## Task goal
Before answering, work out how many lines below contain the string "enough"; the reply is that number alone.
--- START ---
PR #193, opened 2016-01-25
Add support of AppEngine SSL library

jmuk:
This is a patch to provide the SSL comptibility module working within AppEngine. This change does not enable hyper working on AppEngine yet, but I think this would help approaching to it.

### DIFF
--- a/hyper/compat.py
+++ b/hyper/compat.py
@@ -36,11 +36,11 @@ def ignore_missing():
         pass
 
 if is_py2:
-    if is_py2_7_9_or_later:
-        import ssl
-    elif is_appengine:
+    if is_appengine:
         from . import ssl_compat_appengine
         ssl = ssl_compat_appengine
+    elif is_py2_7_9_or_later:
+        import ssl
     else:
         ssl = ssl_compat
 
--- a/hyper/compat.py
+++ b/hyper/compat.py
@@ -15,11 +15,18 @@ except ImportError:
     # TODO log?
     ssl_compat = None
 
+try:
+    import google.appengine
+    is_appengine = True
+except ImportError:
+    is_appengine = False
+
 _ver = sys.version_info
 is_py2 = _ver[0] == 2
 is_py2_7_9_or_later = _ver[0] >= 2 and _ver[1] >= 7 and _ver[2] >= 9
 is_py3 = _ver[0] == 3
 is_py3_3 = is_py3 and _ver[1] == 3
+
 
 @contextmanager
 def ignore_missing():
@@ -31,6 +38,9 @@ def ignore_missing():
 if is_py2:
     if is_py2_7_9_or_later:
         import ssl
+    elif is_appengine:
+        from . import ssl_compat_appengine
+        ssl = ssl_compat_appengine
     else:
         ssl = ssl_compat
 
--- a/hyper/http20/connection.py
+++ b/hyper/http20/connection.py
@@ -10,6 +10,7 @@ from ..common.exceptions import ConnectionResetError
 from ..common.bufsocket import BufferedSocket
 from ..common.headers import HTTPHeaderMap
 from ..common.util import to_host_port_tuple, to_native_string
+from ..compat import is_appengine
 from ..packages.hyperframe.frame import (
     FRAMES, DataFrame, HeadersFrame, PushPromiseFrame, RstStreamFrame,
     SettingsFrame, Frame, WindowUpdateFrame, GoAwayFrame, PingFrame,
@@ -254,7 +255,10 @@ class HTTP20Connection(object):
                 proto = H2C_PROTOCOL
 
             log.debug("Selected NPN protocol: %s", proto)
-            assert proto in H2_NPN_PROTOCOLS or proto == H2C_PROTOCOL
+            # AppEngine SSLSocket does not have selected_npn_protocol nor
+            # selected_alpn_protocol, so just avoid this assertion.
+            assert is_appengine or (
+                proto in H2_NPN_PROTOCOLS or proto == H2C_PROTOCOL)
 
             self._sock = BufferedSocket(sock, self.network_buffer_size)
 
--- a/hyper/http20/connection.py
+++ b/hyper/http20/connection.py
@@ -10,7 +10,6 @@ from ..common.exceptions import ConnectionResetError
 from ..common.bufsocket import BufferedSocket
 from ..common.headers import HTTPHeaderMap
 from ..common.util import to_host_port_tuple, to_native_string
-from ..compat import is_appengine
 from ..packages.hyperframe.frame import (
     FRAMES, DataFrame, HeadersFrame, PushPromiseFrame, RstStreamFrame,
     SettingsFrame, Frame, WindowUpdateFrame, GoAwayFrame, PingFrame,
@@ -255,10 +254,7 @@ class HTTP20Connection(object):
                 proto = H2C_PROTOCOL
 
             log.debug("Selected NPN protocol: %s", proto)
-            # AppEngine SSLSocket does not have selected_npn_protocol nor
-            # selected_alpn_protocol, so just avoid this assertion.
-            assert is_appengine or (
-                proto in H2_NPN_PROTOCOLS or proto == H2C_PROTOCOL)
+            assert proto in H2_NPN_PROTOCOLS or proto == H2C_PROTOCOL
 
             self._sock = BufferedSocket(sock, self.network_buffer_size)
 
--- a/hyper/ssl_compat_appengine.py
+++ b/hyper/ssl_compat_appengine.py
@@ -19,7 +19,7 @@ from ssl import match_hostname
 OP_NO_COMPRESSION = 0
 
 
-class SSLContext:
+class SSLContext(object):
     """A SSL context which implements the methods used by hyper."""
 
     def __init__(self, proto):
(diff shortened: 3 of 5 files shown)


hyper/ssl_compat_appengine.py
```diff
@@ -0,0 +1,49 @@
...
+import ssl
+
+from ssl import PROTOCOL_TLSv1, PROTOCOL_SSLv23, PROTOCOL_SSLv3
+from ssl import CERT_NONE, CERT_OPTIONAL, CERT_REQUIRED
+from ssl import match_hostname
+
+OP_NO_COMPRESSION = 0
+
+
+class SSLContext:
```
Lukasa: This is a minor thing, but can we explicitly inherit from `object` here? It's unnecessary with Python 3, but old-style classes are a nasty surprise when working in Python 2 code and so it'd be good if we could save ourselves the hassle.

hyper/ssl_compat_appengine.py
```diff
@@ -0,0 +1,49 @@
...
+This module complements some constants and classes which don't exist on
+AppEngine's SSL module, to be used by hyper smoothly.
+See: https://cloud.google.com/appengine/docs/python/sockets/ssl_support
+"""
+
+import ssl
+
+from ssl import PROTOCOL_TLSv1, PROTOCOL_SSLv23, PROTOCOL_SSLv3
+from ssl import CERT_NONE, CERT_OPTIONAL, CERT_REQUIRED
+from ssl import match_hostname
```
Lukasa: Does AppEngine promise to provide `match_hostname`?

hyper/ssl_compat_appengine.py
```diff
@@ -0,0 +1,49 @@
...
+    def wrap_socket(self, sock, server_side=False, do_handshake_on_connect=True,
+                    suppress_ragged_eofs=True, server_hostname=None):
+        sock = ssl.wrap_socket(
+            sock, server_side=server_side, cert_reqs=self.verify_mode,
+            ssl_version=self.protocol_version, ca_certs=self.custom_ca_cert,
+            suppress_ragged_eofs=suppress_ragged_eofs,
+            do_handshake_on_connect=do_handshake_on_connect)
+        # AppEngine SSLSocket does not have selected_npn_protocol, a hacky
+        # solution to return a dummy data.
+        sock.selected_npn_protocol = lambda: 'h2c'
```
Lukasa: Is `h2c` a deliberate choice here? If so, what are you aiming to suggest?

Lukasa:
Thanks for this @jmuk!

I've left a bit of inline feedback, but I'm interested in getting an idea of how much time you have to spend here. It'd be really great if we could add some tests to validate that all of this logic works correctly, but as you've pointed out, `hyper` doesn't directly work with GAE yet even with this patch in place. Are you expecting multiple patches to come down the line shortly to add that function? If you are, I'd be interested in having these PRs land in a parallel branch to the mainline development so that we can get them all in place and then add tests in one fell swoop before merging to mainline.

jmuk:
Thank you for the quick reply.

I'll provide the fixes on your comments, but for the questions; I'm good to be within a separate branch. I actually have another CL for the usage of socket.recv_into (which is not implemented yet), but that is all I've noticed. after that hyper will work on GAE -- I mean, at least it can behave as a http2 client in the way I tried, some may be missing though.

hyper/ssl_compat_appengine.py
jmuk: well, I'm afraid not, but it's available actually as far as I tried, and I think there's not a big reason to drop it now.
I can put try: with catching ImportError, but in that case I'm not sure how the fake match_hostname should be implemented.

hyper/ssl_compat_appengine.py
jmuk: I didn't choose it deliberately -- I just wanted to avoid the assertion in connection.
After seeing your comment, I changed my mind and put a condition to the assertion which is used.
Note that I don't care much about http11 module, mostly on GAE developers will use runtime-provided url_fetch anyways.

hyper/ssl_compat_appengine.py
jmuk: Done

hyper/ssl_compat_appengine.py
Lukasa: This was mostly a question about whether GAE provides this function in general. If it does, I'm not too worried about having it as an unconditional import.

hyper/http20/connection.py
```diff
@@ -254,7 +255,10 @@ def connect(self):
                 proto = H2C_PROTOCOL
 
             log.debug("Selected NPN protocol: %s", proto)
-            assert proto in H2_NPN_PROTOCOLS or proto == H2C_PROTOCOL
+            # AppEngine SSLSocket does not have selected_npn_protocol nor
+            # selected_alpn_protocol, so just avoid this assertion.
+            assert is_appengine or (
+                proto in H2_NPN_PROTOCOLS or proto == H2C_PROTOCOL)
```
Lukasa: Sorry, I think I wasn't clear enough with my previous feedback. When I was asking about `H2C_PROTOCOL` I wanted to know why you chose that over `h2`. `h2c` is meant to be reserved for HTTP/2 via opportunistic encryption, which seemed an odd choice. I'd be happy to use `h2`.

jmuk: Okay, pushed a new patch -- now it uses `'h2'`

jmuk:
Added test cases, this will make travis green.

test/test_appengine.py
```diff
@@ -0,0 +1,60 @@
...
+        context.verify_mode = ssl_compat_appengine.CERT_NONE
+        context.verify_hostname = False
+        # This invocation makes sure it does not fail.
+        context.load_verify_locations('test/certs/server.crt')
+        sock = socket.create_connection(
+            (self.server_thread.host, self.server_thread.port))
+        ssl_sock = context.wrap_socket(sock)
+        assert ssl_sock.selected_npn_protocol() == 'h2'
+        ssl_sock.close()
+        self.tear_down()
```
Lukasa: Presumably these tests should only run if we're actually running on GAE or in a GAE-like system? Otherwise they don't really prove all that much.

I think we need to mark these test classes with `pytest.mark.skipif()` and use similar logic to what urllib3 uses for its GAE tests, and then add that to the matrix of tests we run on Travis. That might be a little tricky: do you want me to handle doing that?

Lukasa: There's also a timing issue here: the socket_handler really needs to wait until the connection is made and the assertions have been made before any of the tests run. Otherwise, you get problems like the one you can see in the travis run.

The easiest way to do this is to use threading events to synchronise the activity.

Lukasa:
Your Python 3.2 test failures are also hitting an issue that I just resolved in #194. You may want to rebase on top of `development` in order to obtain the fix.

test/test_appengine.py
jmuk: GAE doesn't offer a different ssl library actually, it's the same ssl as bundled in future version of Python, but the values in the ssl module is slightly limited. SSLContext doesn't exist, for example.

That means that this ssl_compat_appengine should work with the normal ssl module outside of AppEngine (if it's newer than 2.7.9), and the test case would be still useful to verify the behavior of the module itself.

For the second comment, thank you for catching that. I put sock.do_handshake() on socket_handler so that it verifies to establish the connection, so I think that's good enough.

Lukasa: Ah, ok, if this should work outside GAE then it's probably enough to just add an extra test environment to validate that it *also* works on GAE. If we're going to support GAE then we should support it properly! =D

jmuk: Well, I'm afraid it's not possible to verify if it works on GAE here on travisCI. Actually the local emulator (dev_appserver) in AppEngine SDK simply uses the local runtime with local ssl library, so that doesn't mean the actual GAE environment.

Google could put a test case in its internal end-to-end test cases if hyper is listed in the bundled third party libraries (https://cloud.google.com/appengine/docs/python/tools/libraries27?hl=en), but that's anyways out of the scope right now.

jmuk:
It seems I've forgotten to reply, but yeah, I've rebased to the top of `development`, and now it succeeds.

Is there anything I should do?

test/test_appengine.py
Lukasa: Aha, ok, fair enough. In that case, let me do a final code review now. =)

hyper/compat.py
```diff
@@ -31,6 +38,9 @@ def ignore_missing():
 if is_py2:
     if is_py2_7_9_or_later:
         import ssl
+    elif is_appengine:
+        from . import ssl_compat_appengine
+        ssl = ssl_compat_appengine
```
Lukasa: Is this order of fallbacks correct? It seems like if GAE identifies itself as Python 2.7.9 or later then we won't use the AppEngine compatibility module. Having not used GAE myself I'm not sure if this order is right...

Lukasa:
M'kay, I have one smaller question about the order of fallbacks.

hyper/compat.py
jmuk: Fixed, use ssl_compat_appengine when appengine.

When an AppEngine runtime got updated to Python 2.7.9 or later, I was personally thinking that it will use the bundled ssl and this compatibility module becomes unnecessary.
Indeed, however, nothing is sure for now, and anyways this would work with bundled ssl as I commented on another place, using it for GAE environment would be at least harmless even in that.

jmuk:
Sorry, I've come to realize that the lack of npn/alpn protocol could be significant, and adding them can't be done in hyper -- ssl library (in appengine runtime) needs to be updated. That means, unfortunately this current patch is insufficient, and some details in this PR should be changed when ssl library is updated.

Let me close this PR for the time being. Thank you for your reviews.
--- END ---
## Task response
4